A l’annonce du parlement, la Fondation de l'Héritage culturel de Prusse, organisme qui chapeaute les dix-sept musées d’Etat de Berlin, a ainsi décidé de créer un « musée des modernes » qui abritera non seulement la collection Pietzsch, mais également les inestimables trésors de la Neue Nationalgalerie (notamment Dix, Grosz, Kirchner), qui restent dans les réserves par manque chronique de place. Les deux musées étant situés à proximité, un ensemble cohérent d’art moderne et contemporain serait développé dans le quartier du Kulturforum. Non loin de là sont également venues récemment s’installer des galeries majeures d’art contemporain telles qu’Esther Schipper, Isabella Bortolozzi ou bien encore Matthias Arndt.

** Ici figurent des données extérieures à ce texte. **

PR #932, opened 2026-09-17
fix(windows): stop verbatim paths from breaking session create/remove

im-ian:
## Summary
Windows에서 세션 생성·제거가 깨지던 문제를 고칩니다.

1. **verbatim 경로 (`\\?\`)** — canonicalize가 `\\?\D:\...`를 그대로 저장해서 프로젝트/세션 경로 비교가 어긋나고 생성이 막혔습니다. 저장·비교 모두 legacy drive path로 맞춥니다.
2. **remove `session not found`** — 낙관적 remove 후 `sessions` 의존 `useEffect`가 두 번째 `remove_session`을 다시 호출해 toast가 났습니다. in-flight 가드를 넣고 backend remove를 idempotent하게 만들었습니다.

## Test plan
- [x] `cargo test -p acorn-paths`
- [x] `pnpm typecheck`
- [x] `vitest run src/lib/pathUtils.test.ts --environment node`
- [ ] Manual Windows: drive path(예: `D:\…`)에서 세션 생성 + 제거

## Notes
- Release workflow는 의도적으로 꺼 둔 상태를 유지합니다. Windows E2E 확인 전 릴리즈하지 마세요.


im-ian:
Pushed `66ca1e1d` here — `cargo fmt` only. `Rust format` was the one red check; `Windows native` had failed earlier on the known flaky `powershell_conpty_accepts_input_resize_and_captures_output` ConPTY test and went green on a rerun, in a crate this branch does not touch.

The formatting drift was entirely inside files this branch already changes: an import reflow in `commands.rs` (`path_is_inside` into alphabetical position, lines rewrapped) and a stray blank line in `session.rs`. Identifier sets before and after are identical — no semantic change.

Touched this while the branch had been idle for four days with a one-command failure standing between it and a release that is blocked on it. Reverting the commit is harmless if you would rather redo it yourself.

im-ian:
Reviewed before merging, since I pushed the rustfmt commit here rather than authoring the change.

Independently corroborated on hardware: on Windows 11 with v1.37.1 installed from the release NSIS, the Agents panel showed `invalid path: project is not registered: \\?\C:\Users\jtf-dev` — the exact symptom this branch describes. That is what convinced me the release hold was justified, after I had wrongly called it unsubstantiated on the strength of GUI create/remove passing (my test box used `C:` and registered its project through the picker, so it never hit the mixed-form path).

What I checked:

- `owns_root` / `ProjectStore::{ensure,remove,rename,set_source_paths}` now resolve through `acorn_paths::same_cwd` instead of exact `PathBuf` key equality. The `iter().find(...)?.key().clone()` temporaries drop at the end of their statement, so the later `remove` / `get_mut` cannot deadlock against a held DashMap shard guard. The lookups go from hash to linear, which is irrelevant at project-count scale.
- `removeInFlightIdRef` in `App.tsx` mirrors the existing archive guard and clears on `!pendingRemove`, so a re-fired effect cannot issue the second invoke that produced the `session not found` toast.
- Replacing the local `normalizeWorkspacePath` with the shared `pathsEqual` drops a duplicated helper — net deletion in `Sidebar.tsx`.

One note, not a blocker: `ProjectStore::remove` now matches any root the project owns, `source_paths` included, where before it matched only the primary key. All four callers (`commands.rs:7001,7768,7894`, `lib.rs:85`) pass a root of the project they intend to remove, so this reads as a widening that is correct rather than risky — worth knowing it changed.

CI is 6/6 green including `Windows native`. Merging.

Not verified end to end in the installed app on Windows — that needs a build carrying this change, which is the remaining step before the release hold can come off.

PR #592, opened 2024-07-08
Develop

Timur5050:


pavlopro (changes requested):
Attach screenshots according to task requirements

Timur5050:
image
image
image
image

pavlopro (changes requested):
Just found that you modified migration file
You shouldn't do this

Timur5050:
i modified only for flake8 rules, i have just changed ' for "

pavlopro (approved):
Yes, I understand you
In future those type of files you should add to excluded flake8 files and not modify them

Timur5050:
okay, i got it. so, what do i need to do now?

PR #643, opened 2024-08-19
Implemented solution

dimak20:


dimak20:
image
image
image
image
image
image
image

taxi/views.py
```diff
@@ -57,7 +79,25 @@ class ManufacturerDeleteView(LoginRequiredMixin, generic.DeleteView):
 class CarListView(LoginRequiredMixin, generic.ListView):
     model = Car
     paginate_by = 5
-    queryset = Car.objects.select_related("manufacturer")
+
+    def get_context_data(self, *, object_list=None, **kwargs):
+        context = super(CarListView, self).get_context_data(**kwargs)
```
MNDonut: for get_context_data do you need to specify class in case only one of the parent classes has this method?
fix everywhere

MNDonut (changes requested):

taxi/views.py
dimak20: We did the same in lessons. 
Ok

MNDonut (approved):

PR #647, opened 2024-08-28
search its well!

TsvetanKichuk:


taxi/views.py
```diff
@@ -6,7 +6,8 @@
 from django.contrib.auth.mixins import LoginRequiredMixin
 
 from .models import Driver, Car, Manufacturer
-from .forms import DriverCreationForm, DriverLicenseUpdateForm, CarForm
+from .forms import DriverCreationForm, DriverLicenseUpdateForm, CarForm, DriverSearchForm, CarSearchForm, \
+    ManufacturerSearchForm
```
Dimosphen1, line 10: Place all imports on a new line inside of `()`, so there would be one import per line and no imports on the same line with `(` and `)`

Dimosphen1 (changes requested):
Cover your project with tests according to the task description. Make sure that all tests pass.

PR #649, opened 2024-08-31
Develop

TsvetanKichuk:
Снимок экрана 2024-08-31 194614
Снимок экрана 2024-08-31 194622
Снимок экрана 2024-08-31 194637
Снимок экрана 2024-08-31 194735


taxi/tests/test_forms.py
```diff
@@ -0,0 +1,41 @@
+from taxi.forms import DriverLicenseUpdateForm
+
+from django.test import TestCase
```
Dimosphen1, line 3: Order your imports according to PEP-8 in the future

taxi/views.py
```diff
@@ -56,9 +79,25 @@ class ManufacturerDeleteView(LoginRequiredMixin, generic.DeleteView):
 
 class CarListView(LoginRequiredMixin, generic.ListView):
     model = Car
-    paginate_by = 5
+    paginate_by = 1
```
Dimosphen1, line 82: It does not make much sense to reduce the number of elements that are displayed on a page to 1, leave this attribute with a greater value in the future

Dimosphen1 (approved):
LGTM, several comments are left for consideration

taxi/views.py
TsvetanKichuk: i know but i had few elements for pagination in 5 elements on the page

Le hic ? La Gemäldegalerie, qui a ouvert en 1998, abrite actuellement une des plus importantes collections de peintures anciennes, datant du XIIIe au XVIIIe siècle, dont pas moins de dix-sept Rembrandt. Cette collection doit faire place aux tableaux modernes, pour aller s’installer dans l’Île aux musées, au musée Bode qui accueille actuellement les sculptures et l’art byzantin. L’idée d’Hermann Parzinger, Président de la Fondation de l'Héritage culturel de Prusse, était ainsi de rendre hommage à Arnold Bode, qui dès 1904, avait préconisé de rassembler peintures et sculptures. Mais l’espace n’étant pas illimité, il deviendrait nécessaire de construire un nouveau bâtiment sur l’Île aux musées pour pouvoir exposer l’intégralité des deux collections. A terme, en 2018, l’Île aux musées deviendrait un « Louvre » berlinois, un musée universel allant de l’antiquité jusqu’au XIXe siècle.
Ce qui sur le papier semble être une idée logique, et une rationalisation des collections, a provoqué un tollé dans le monde de l’art, et a tourné au débat Anciens contre Modernes. L’association des historiens de l’art a rédigé une lettre ouverte au Ministre de la Culture allemand Bernd Neumann pour protester contre ce projet. Selon eux, en raison du manque de place au musée Bode, de nombreux chefs-d’œuvre devront être stockés dans les réserves et ne seront plus accessibles au public pendant plusieurs années, voire décennies, ce qu’ils jugent inacceptable. D’autant plus, déclarent-ils dans la lettre, que la collection Pietzsche à l’origine de ce débat, malgré une valeur marchande élevée ne contient qu’une poignée de chefs-d’œuvre.
Il ne faut pas non plus oublier que les collections de Berlin n’en finissent pas de se réorganiser. Comme le souligne les historiens de l’art, cette collection de peinture ancienne avait rouvert depuis seulement quatorze ans, après une interruption de 75 ans due à la guerre, puis à la division des collections d’art entre l’Allemagne de l’ouest et l’Allemagne de l’est.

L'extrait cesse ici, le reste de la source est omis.